A 72-year-old Publix heiress 'addicted' to Alex Jones and Infowars is under scrutiny for funding groups behind Jan. 6, report says

·4 min read
January 6 morning
Trump supporters walk by a homeless woman on their way to a rally in Washington, DC on the morning of January 6, 2021Photo by Joseph Prezioso / AFP via Getty Images)
  • A low-profile wealthy heiress to the Publix supermarket is under scrutiny over January 6.

  • Julie Fancelli reportedly gave $650,000 to organizers of January 6 rallies, the Washington Post reported.

  • The company distanced itself from Fancelli's donations, telling the Post it was "deeply troubled."

Julie Fancelli, an heiress to the popular Publix supermarket chain, lives a low-key life out of the public eye mainly in Italy.
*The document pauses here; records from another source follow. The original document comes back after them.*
PR #1767, opened 2021-09-27
Refine De-Identification Library

### LINKED ISSUE #1217: Normalize inputs to NAC query website
As a State agency worker using the NAC website, I want the NAC to be able to apply normalization rules to the PII that I enter into NAC queries so that I do not have to memorize those complicated rules when performing data entry.

This would also be useful for providing states with sample code that implements the normalization rules.

AC:
- [ ] When entering queries through the NAC website, each rule from #1184 is applied before hashing the participant record for comparison.

echappen:
Closes #1217  

### Notes
- Every class throws ArgumentException. I was thinking of having each normalizer throw its own exception that inherits from ArgumentException. Would that be more desirable?
- Per our Slack discussion, I added a list of SSN's suitable for testing, with a small doc describing where they come from and what they should be used for.


shared/src/Piipan.Shared/DobNormalizer.cs
```diff
@@ -12,13 +13,28 @@ public class DobNormalizer : IDobNormalizer
         /// Public entrypoint for class.
         /// </summary>
         /// <param name="dob">date of birth of individual</param>
+
```
ryanhofdotgov, line 16: It's not in this diff, but the method documentation should specify what the expected format for the input param is, particularly since it is a string type and note a Date.

For these public method docblocks, a good guideline is for the caller to be able to use the method without looking at the source code.

shared/src/Piipan.Shared/DobNormalizer.cs
```diff
@@ -12,13 +13,28 @@ public class DobNormalizer : IDobNormalizer
...
         {
             Regex iso8601rgx = new Regex(@"^\d{4}-\d{2}-\d{2}$");
             if (!iso8601rgx.IsMatch(dob))
             {
                 throw new ArgumentException("dates must be in ISO 8601 format using a 4-digit year, a zero-padded month, and zero-padded day");
             }
+            try
+            {
+                // Dates are gregorian by default
+                DateTime.Parse(dob, new CultureInfo("en-US"));
```
ryanhofdotgov, line 28: nitpick: Since the dates are ISO 8601, they shouldn't be culture (US English) specific. I think [this should work](https://stackoverflow.com/a/5106814).

shared/src/Piipan.Shared/NameNormalizer.cs
```diff
@@ -14,23 +14,24 @@ public class NameNormalizer : INameNormalizer
         /// <param name="lname">last name of individual</param>
         public string Run(string lname)
         {
-            // loud failure of any non-ascii characters
```
ryanhofdotgov, line 17: Similar to the other method comment – should document any restrictions on the input; i.e., expecting only ASCII characters.

I think this is a good check to have at the top and wouldn't remove it – it reinforces that this method only operates on ASCII strings. It is consistent on not operating on input that has errors, exiting immediately when you aren't operating from a known state.

shared/src/Piipan.Shared/NameNormalizer.cs
```diff
@@ -14,23 +14,24 @@ public class NameNormalizer : INameNormalizer
...
             // Replace multiple spaces with one space
             result = Regex.Replace(result, @"\s{2,}", " ");
             // Trim any spaces at the start and end of the last name
             char[] charsToTrim = { ' ' };
             result = result.Trim(charsToTrim);
+            // Remove suffixes: roman numerals i-ix, variations of junior/senior
+            result = Regex.Replace(result, @"(\s(?:ix|iv|v?i{0,3}|junior|jr\.|jr|jnr|senior|sr\.|sr|snr)$)", "");
+            // Throw exception for any character that is not an
+            // ASCII space(0x20) or not in range[a - z] (0x61 - 0x7a)
+            Match m = Regex.Match(result, @"[^\x61-\x7a|\x20]", RegexOptions.IgnoreCase);
```
ryanhofdotgov, line 30: Can you encode the regular expression here without using hexadecimals?

I wouldn't throw an exception since we are normalizing, not just validating. We should be removing anything that isn't an space or a-z. Like "O'Grady" is acceptable input and output should be "ogrady", not a thrown exception.

shared/src/Piipan.Shared/SsnNormalizer.cs
```diff
@@ -17,6 +17,28 @@ public string Run(string ssn)
             {
                 throw new ArgumentException("social security number must have a 3-digit area number, a 2-digit group number, and a 4-digit serial number, in this order, all separated by a hyphen");
             }
+            string[] numberGroups = ssn.Split("-");
+            // Area numbers 000, 666, and 900-999 are invalid
+            string area = numberGroups[0];
+            int areaInt = Int32.Parse(area);
+            if (String.Equals(area,"000") |
+                String.Equals(area,"666") |
+                (areaInt >= 900 && areaInt <= 999))
```
ryanhofdotgov, line 26: nitpick: since you've already confirmed it is a 3 digit integer, you can skip the integer parsing and just check if String.StartsWith("9")

shared/tests/Piipan.Shared.Tests/NameNormalizerTests.cs
```diff
@@ -7,106 +7,89 @@ namespace Piipan.Shared.Tests
...
-            public void removeAsciiNotInRange(string name)
-            {
-                string result = _nameNormalizer.Run(name);
-                Regex rgx = new Regex(@"[^a-z|\x20]");
-                Assert.DoesNotMatch(rgx, result);
-            }
+        // Throw exception for any character that is not an
+        // ASCII space (0x20) or not in range [a-z] (0x61-0x7a)
+        [Theory ]
+        [InlineData("foobar.")]
```
ryanhofdotgov, line 75: These first three cases should be normalized rather than cause an exception

shared/src/Piipan.Shared/DobNormalizer.cs
echappen: The "s" format would crash without including time, offset etc, so I made a custom format to fit our Year-Month-Day standard.

shared/src/Piipan.Shared/NameNormalizer.cs
echappen: That makes sense to me for things like apostrophes, but less so for things like accents over letters—we'd allow "garcía" and it would become "garca"?

echappen: Oh I suppose garcía would be caught at the very beginning once we put the non-ascii check back in.

echappen: As for the regex, @kingcomma [pointed out to me](https://github.com/18F/piipan/pull/1593#discussion_r708710973) that we might want to distinguish between ascii and non-ascii whitespaces by using the hexadecimal. What about something like `[^a-z|\x20]`?

echappen: ^ That's caught in the prior check too. Ignore me!

ryanhofdotgov: Non-ascii whitespaces should be now be covered by the input check at the top/method contract that lays out expectation of ASCII only input?

timoballard:
This looks great @echappen!

RE: your question about custom exceptions: I think that would make sense if it's reasonable to expect that consumers of this library would need/want to take different actions depending on the exception type (e.g. `NameNormalizationException` vs. `SsnNormalizationException`). If, on the other hand, the consumer is likely to treat them all the same and just log/return the exception message to the user, then I think having everything throw `ArgumentException` with a detailed message makes sense.

This isn't specific to this PR, but I wonder if this is a good opportunity to organize the `Piipan.Shared` library a bit so that classes and interfaces are in directories that correspond to their namespace. The library has grown quite a bit over the last couple of months and it's a little hard to visually parse with no directory structure, and when adding a new class it's not obvious what namespace it should fall under without being able to see what already exists. Thoughts?

timoballard (approved):
🚀

echappen:
@timoballard RE: custom exceptions, that was my thinking too. That choice will probably become clear once consumers start using the API in earnest, so I'm thinking hold off until then.

PR #1771, opened 2021-09-28
Persistent match record implementation

### LINKED ISSUE #1546: Create Persistent Match Records

kingcomma:
- Service for adding records
- DAO for accessing database
- Builder for creating a `MatchRecordDbo` from match event data
- Service for generating match IDs

Partially addresses #1546. Final work will be implemented once this PR is reconciled with #1737. Rough plan at this point is for the orchestrator to loop through all matches and call `MatchRecordService.AddRecord()` for each.

Also, this work only addresses the need to create records for now. Retrieving/reconciling records will be addressed with #1549.


match/src/Piipan.Match/Piipan.Match.Core/Services/MatchRecordService.cs
```diff
@@ -0,0 +1,75 @@
...
+            // Match IDs are generated randomly from a large pool, but collision
+            // is still possible. Retry failed inserts a limited number of times.
+            var retries = 0;
+            while (retries < InsertRetries)
+            {
+                try
+                {
+                    return await _matchRecordDao.AddRecord(matchRecordDbo);
+                }
+                catch (PostgresException ex)
```
timoballard, line 52: _nitpick_:  can we have the DAO catch the `PostgresException` and rethrow it either as something more generic (e.g. `InvalidOperationException`) or as something custom (e.g. `DuplicateMatchRecordException`)? That way the DAO isn't leaking implementation details (in this case, that we're using PSQL) into the service layer

match/src/Piipan.Match/Piipan.Match.Core/Models/ActiveMatchRecordBuilder.cs
```diff
@@ -0,0 +1,48 @@
+using System.Text.Json;
+using Piipan.Match.Orchestrator;
+
+namespace Piipan.Match.Core.Models
```
timoballard, line 4: _suggestion (non-blocking)_: I think a separate `Builders` namespace/directory would make sense here

match/src/Piipan.Match/Piipan.Match.Core/Models/IActiveMatchRecordBuilder.cs
```diff
@@ -0,0 +1,13 @@
...
+using Piipan.Match.Orchestrator;
+
+namespace Piipan.Match.Core.Models
+{
+    public interface IActiveMatchRecordBuilder
+    {
+        IActiveMatchRecordBuilder SetMatch(RequestPerson input, ParticipantRecord match);
+        IActiveMatchRecordBuilder SetStates(string stateA, string stateB);
+
+        MatchRecordDbo GetRecord();
```
timoballard, line 11: _question_: can this return an `IMatchRecord`?

match/tests/Piipan.Match.Core.Tests/Models/MatchRecordDboTests.cs
```diff
@@ -0,0 +1,365 @@
...
+            };
+
+
+            // Act / Assert
+            Assert.True(record.Equals(recordMatch));
+            Assert.Equal(record.GetHashCode(), recordMatch.GetHashCode());
+        }
+
+        [Fact]
+        public void Equals_Match()
```
timoballard, line 336: _nitpick_: I think if this test also showed that equality doesn't depend on the `createdAt` property, the test coverage for this PR might get to 100% (from 99 😁)

timoballard (commented):
Took a quick first pass - looks great! Left a few comments

kingcomma:
@timoballard Really appreciate the review and suggestions — I think they made for some solid improvements! I pushed a commit that should address everything, and I also added in some documentation on the public classes/methods that I had intended to include before.

timoballard (approved):
:amaze:

PR #1794, opened 2021-10-04
Make directories for every Shared project namespace

### LINKED ISSUE #1774: Organize Shared project into namespace directories
I wonder if this is a good opportunity to organize the `Piipan.Shared` library a bit so that classes and interfaces are in directories that correspond to their namespace. The library has grown quite a bit over the last couple of months and it's a little hard to visually parse with no directory structure, and when adding a new class it's not obvious what namespace it should fall under without being able to see what already exists. Thoughts?

_Originally posted by @timoballard in https://github.com/18F/piipan/issues/1767#issuecomment-931387300_

echappen:
Closes #1774


timoballard:
@echappen - yeah, maybe just `Piipan.Shared.Database`?

timoballard (approved):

But the 72-year-old is now coming under scrutiny by the House Select Committee investigating the money trail behind the January 6 insurrection, the Washington Post reports.

Fancelli, a prominent high-dollar donor to Republican groups and causes, gave at least $650,000 to groups that organized the rallies in Washington protesting Congress affirming President Joe Biden's 2020 election victory and spent money urging Trump supporters to attend such rallies, based on new tax records revealed by the watchdog group CREW and the Post.

Fancelli gave $200,000 to a group called State Tea Party Express that went to ads encouraging Republicans to protest at the Capitol on January 6, tax filings obtained by the Post show. That sum is on top of a previously reported $300,000 donation to Women For America First, one of the organizers of the January 6 rally at the Ellipse, and a $150,000 donation to a nonprofit offshoot of the Republican Attorneys General Association.

The supermarket chain is now distancing itself from Fancelli's donations under the mounting scrutiny from Congress. As Publix is a private company, it is unclear how large of a stake Fancelli holds in the company, as the Post noted. Fancelli, one of Publix founder George Jenkins' seven children, has never worked directly for the company or served on its board.

The company said in a statement to the Post that it "cannot control the actions of individual stockholders" and is "deeply troubled by Ms. Fancelli's involvement in the events that led to the tragic attack on the Capitol on January 6."

Fancelli did not immediately respond to Insider's request for comment to email addresses associated with her. She seldom speaks publicly about her political involvement but said in February that she "would never support any violence, particularly the tragic and horrific events that unfolded on January 6th."

Associates of Fancelli told the Post that as Fancelli got more politically active in giving large sums of money to Republican causes, she became particularly obsessed with the right-wing conspiracy theorist Alex Jones (who has been subpoenaed by the January 6 panel) and his show Infowars.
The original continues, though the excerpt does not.